Hi,
I am analyzing a single-cell RNAseq of Chlamydomonas reinhardtii.
I downloaded the gff3 and fasta from JGI Data Portal, and converted the gff3 to gtf in order to create the index with STAR. Everything runs fine, but when I create the Seurat object, the Features are loci names instead of gene names. This is very inconvenient because I need to cluster based on a specific gene's expression and I cannot do it if I don't have the names of the genes.
I tried using Seurat.utils::RenameGenesSeurat
but it won't work because the locus to gene file I was able to obtain has less rows than loci names in the object (meaning that there is not a gene name for each locus, I guess).

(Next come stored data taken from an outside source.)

Issue #370, opened 2016-08-17
Missing addQueryString on f:link.page


webian:
In a page generated with query string parameters, like a news post or a product detail, the links generated with `f:link.page` (by instance "skip to main content" or "scroll to top") point wrongly to the list page.
This is because the `f:link.page` is missing the parameters `addQueryString="1"`.

webfacer:
i used therfore the `f:link.action`

webian:
ic but, correct me if I'm wrong, `f:link.page` with `addQueryString="1"` can generate the right link also for non extbase plugins and this way there's no need to overwrite template/partials.

webian:
Another solution could be to write directly the A tag instead of use f:link.page since the href will be statically "#content" or "#top".

benjaminkott:
Would prefer the static link, can someone create a pull request for that? Would be awesome!

benjaminkott:
@webian this seems to be resolved by your patch, thx a lot for providing it.

PR #372, opened 2016-09-14
[TASK] Replace f:link.page with static link (#370)

webian:


cedricziel:
Looks good, thank you!

PR #377, opened 2016-09-26
Responsive images generation improvement

s-leger:
Hi,
Taking some care it is possible to precompute real image size for every layout and image columns.
This is what this patch is about, also fixing low resolution screen images sizes issues.

Still dosen't take account of image borders and other frames (like well or jumbotron), but a good basis to go.

On page tempates, use "xs, sm, md, lg" vars in the lib.dynamicContent arguments with number of columns, as set on columns classes. eg: class="col-xs-6"  => xs: '6'
The biggest inherits value from smallest automatically as bootstrap.css do.

On viewHelpers managing images, do the same with the viewHelper {bk2k:imageWidth('md':8)} . This will fill a "width" variable with an array of width for each breakpoint+1.
Use this array members to set maxWidth of images generated for each breakpoint.
eg : data-small: maxWidth: width.sm


s-leger:
Wait for Art-direction branch

PR #378, opened 2016-10-03
Reduce http requests

webian:
RsaEncryptionEncoder adds its JS files with addJsFile() and bootstrap_package adds its JS files with includeJSLibs. This causes to have 2 different merged JS files in the HTML code so 2 different request.
To have a single request we change the inclusion method to includeJS since includeJSLibs is not needed in this case.

### DIFF
--- a/Configuration/TypoScript/setup.txt
+++ b/Configuration/TypoScript/setup.txt
@@ -426,10 +426,10 @@ page {
             disableCompression = 1
             excludeFromConcatenation = 1
         }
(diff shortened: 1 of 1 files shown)


webian:
I added a commit also for the CSS.

benjaminkott:
the default concatenation is turned off by default, because it is really slow and can lead to different problems. i expect that people will have their own build workflows if they really need to have a reduced number of files. 

aside from that, we need to differenciate between libaries and custom glue clode / css for that the differentiation is fine for me.

Issue #380, opened 2016-10-13
Link to shortcut page not resolved in menu


s-leger:
Hi, 
Set a page as shortcut.
In menu, the page id is used instead of shortcut target page id.
Hmenu take care of resolving links to shortcuts (and mountpoints),
but dumb link.page viewHelper dosen't, nor link.typolink.

benjaminkott:
mm.. maybe we should resolve them directly in the menu processor? what do you think?

s-leger:
Yes, 
Hmenu would also take care of mount points and all visibility stuff.
But as a drawnback, we only may get a complete url instead of uid, and so we cant no more use the link.page (dumb) viewhelper.
Maybe a separate param with a typolink in the postCObject could do the trick.

This also point out a weakness of link.typolink witch dosent take account of sutch things.

benjaminkott:
will have a look into this - lets see what we can do

benjaminkott:
ok, did a little research

1. we can easily add this directly to the processor and put a net "typolink" key or something here https://github.com/benjaminkott/bootstrap_package/blob/master/Classes/DataProcessing/MenuProcessor.php#L365-L367

2. fluid styled content does also not take this into account
3. ive found several ways how the core handles the shortcut mp checks - need a bit more digging what exactly needs to be done to get this smarter

s-leger:
> fluid styled content does also not take this into account
It's not a reason to follow bad practices :) 
Maybe they prefer server side redirection, but this wont work with static cache, ajax requests and so on.

[maybe like this ?](https://github.com/s-leger/bootstrap_package/blob/patch-10/Classes/DataProcessing/MenuProcessor.php#L160-L171)

So no need to handle this ourself, typolink will do.

benjaminkott:
currently thinking about grabbing the generated link directly from hmenu, so we do not have to care about what when and who does the job, and just make it accessible and keep the data of the record as is.

1. mountpoint creation must have menu information and cannot be handled by f:link alone because the context is missing
2. shortcut handling can be ignored because its already handled
3. we deliver the exact same data as hmenu, but in a more accessible way

webian:
I use Typoscript for the menu and I don't have problems.
What are the advantage of making a menu in Fluid?

benjaminkott:
for me some stuff is more easy to solve in fluid than typoscript, for example for mega menus or stuff like where you need a lot of markup and conditions. 

[...]

PR #381, opened 2016-10-13
Resolve shortcut links

s-leger:
Hi,
Prevent server side redirection for shortcut pages by resolving links,
to fit the standard behaviour of hmenu.
Dosen't still resolve mount points.
fix issue #380


s-leger:
Looks pretty good !
Thank you !

PR #383, opened 2016-10-13
Link handling

s-leger:
What about this ?
Dont know how to handle sections.
There is a typolink specific parameter for this, but how to handle this in the menu processor.

[typolink ref](https://docs.typo3.org/typo3cms/TyposcriptReference/Functions/Typolink/Index.html)


benjaminkott:
@s-leger typolink does not resolve the links correctly and does not care about mountpoints, please have a look at https://github.com/benjaminkott/bootstrap_package/commit/0f206e87fc9bd8fb4a70e3af85f6018a33e78332 thx again for your work

PR #387, opened 2016-10-17
RTE 2-4 text columns

### LINKED ISSUE #386: [FEATURE] Add column support for text in RTE component
Why not ?
Instead of specific content element, why don't make this a style option available for every text block ?
Maybe a set of 2, 3 and 4 columns.

s-leger:
add 2-4 columns of text in RTE

fix #386


benjaminkott:
resolved with https://github.com/benjaminkott/bootstrap_package/commit/57b7af705ed753de5ea7dcfa7e0962dd128ccd6c

PR #388, opened 2016-10-18
Single Image display doesn´t work

PaulMcGregory:
Image is not shown


benjaminkott:
@PaulMcGregory thx for your patch, i am waiting for feedback from the fluid team - this seems to be a bug in fluid standalone and should be fixed there.

PR #390, opened 2016-10-23
Art direction

s-leger:
[Available as extension ](https://github.com/s-leger/lef_responsive_images)

Currently, typo3 core only allow to set width of images without any layout relationship.

This ends up into providing images far larger than client would have needed (think about a picture in a 6 column layout rendered at 1200 / 600 / 300 px while only making 100px). Not only this consume bandwidth, but also energy to downsize images in the browsers.

Providing some care, it's possible to pre-compute real image size in nearly every layout for every breakpoint. Adding full support for correct data-attributes lazyload, css background and Art-direction.
# The cons :
- Precomputing 5 images (breakpoints +1) can be time consuming on first load of the page.
- Configuration to take account of grid system, breakpoints, and content frames.
- Adapting templates to make system aware of layout.
# The pros :
- Less bandwith
- Less energy
- Less time to load
- Automagic once configuration done, but with standards grids setups it should be ok right out of the box.
# Features
- Responsive css backgrounds
- Art direction  image and css
- Enhanced responsive carousel allowing a better height setup, and multiple images.
- Multiple images layouts : regular grid,  by row (justify, left, right) and by columns (justify, top bottom)
- Support for user defined image sizes
- Precompute real size and generate images according to the space available on any layout.
- Allow from 1 up to 10 images per row
- Support for pdf in frontend
- Html content allow to write inline css in header and js for footer (via layouts)
- Textpic image in text left and right


benjaminkott:
as mentioned before, art direction is now in place in the TYPO3 core and the bootstrap_package does fully support this, i will close this pull request since it uses a different approach. thx for your work and sorry it did not make it in.

PR #393, opened 2016-10-31
From themes bootstrap

s-leger:
Bootstrap regular and horizontal themes


benjaminkott:
the current implementation of forms are already comming with bootstrap markup out of the box, will close this one.

PR #394, opened 2016-11-02
Move alignment palette

s-leger:
[FEATURE] Move textpic alignment palette

Move alignment palette for cType textpic to appearance tab so it is the same as with images and media.


webian:
Btw @s-leger you should use https://wiki.typo3.org/CommitMessage_Format_(Git) for commits on this repo.

benjaminkott:
@s-leger @webian could you please check your setups - here its already aligned, for me you are moving it now to a wrong position

https://github.com/benjaminkott/bootstrap_package/blob/master/Configuration/TCA/Overrides/tt_content_element_textpic.php#L30
https://github.com/benjaminkott/bootstrap_package/blob/master/Configuration/TCA/Overrides/tt_content_element_textmedia.php#L30

benjaminkott:
@s-leger @webian found it, sry for confusion but i would suggest to move the media and images fields to the same position as textpic and textmedia

webian:
@benjaminkott I confirm my +1 on this PR.

webian:
@benjaminkott your option can be good to.
What matters is to uniform :)

benjaminkott:
https://github.com/benjaminkott/bootstrap_package/commit/af89966837fc70cf93083e55663d40342534b675 @s-leger @webian ok did a patch for that, i think its better to have the columns option more close visible to the images and assets itself for the editor. will close the pr in favor of that.

s-leger:
@benjaminkott Ok, sry to be late, is it possible then to have them on top of this tab ?
The point is when you have say 15 images this part mostly never visible until you scroll down.
My first idea was this palette define appearance, and we do have a tab for it, but i can live without.

benjaminkott:
@s-leger Yes, we can move it to the top, would u like to create a pr for that?

s-leger:
ok maybe late this night :)

PR #414, opened 2017-01-10
"usind" is wrong

franzholz:
if you are not usind the theme

==> using


cedricziel:
Great, thank you for your contribution, @franzholz !

PR #458, opened 2017-07-17
[BUGFIX] Fix sys_language_uid when adding item to translated tt_content

tmotyl:
### Description
In the patch https://review.typo3.org/#/c/52061/1 TYPO3 v8 now setts correct sys_language_uid on child items, when adding them directly to translated parent (tt_content).
However this patch only works when sys_language_uid is in the showitem array.

This patch adds a hidden palette which language fields. The same solution is used in the core for FAL fields.

### Steps to Validate

1. Add tt_content with acordeon item and translate it to language 1
2. see in db that translated items will have correct sys_language_uid set (1)
3. add new item to the translated tt_content
4. check in db that sys_language_uid of the child is 0
5. apply the patch, clear cache
6. redo step 3 and 4
7. see that sys_language_uid is set correctlt to 1


benjaminkott:
@tmotyl seems to be nessesary for all branches i guess. can you heep me updated when this is merged? or is it save to be merged before?

tmotyl:
Fal uses this approach, so it's safe to merge in my opinion even before the patch is merged in all branches

tmotyl:
FYI, the patch https://review.typo3.org/#/c/52061/ was just backported to v7 branch

benjaminkott:
@tmotyl thx!

Issue #299, opened 2017-03-29
SDK should use api.box.com rather than app.box.com for the /token API


mself:
Calls to the OAuth /token API should use the `api.box.com domain` rather than `app.box.com`. See https://docs.box.com/reference#token

There are incorrect uses in `Box.V2.JWTAuth/BoxJWTAuth.cs` and `Box.V2/Auth/AuthRepository.cs`

coolboy:
fixed in #305

PR #305, opened 2017-04-05
SDK should use api.box.com for the /token API

coolboy:
#299


boxcla:

Issue #311, opened 2017-04-13
BoxJWTAuth constructor can give rise to System.NullReferenceException


Dave-Lowndes:
Debugging into the constructor code, the following:

`            AsymmetricCipherKeyPair key;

Has anybody worked with C.reinhardtii single-cell before and could help me get the names of the genes instead of the loci in the final Seurat object?
Thank you in advance
It is always safer to get sequence/annotations from standard sources like NCBI/Ensembl so no manipulations are required to make the data work. https://ftp.ncbi.nlm.nih.gov/genomes/all/GCF/000/002/595/GCF_000002595.2_Chlamydomonas_reinhardtii_v5.5/ has the genome and GTF available, if you feel inclined to try.
You should also use
STARsolo
if this is single cell data.Thank you for your answer! Unfortunalety, NCBI doesn't have the latest version of the genome and annotations for this organism (v6.1), so I am not able to use it. Also, I tried using STARsolo but the libraries for this experiment were created using BD Rhapsody protocols, which have a very strange barcode structure so I have had to do the preprocessing through their web app, which requires that one introduces the STAR index.
That is important to know. Perhaps the issue is with the way you converted the GFF3 to GTF. What software did you use?
In general AGAT toolkit (LINK) is very useful for these conversions. If you did not use it then you may want to give it a try.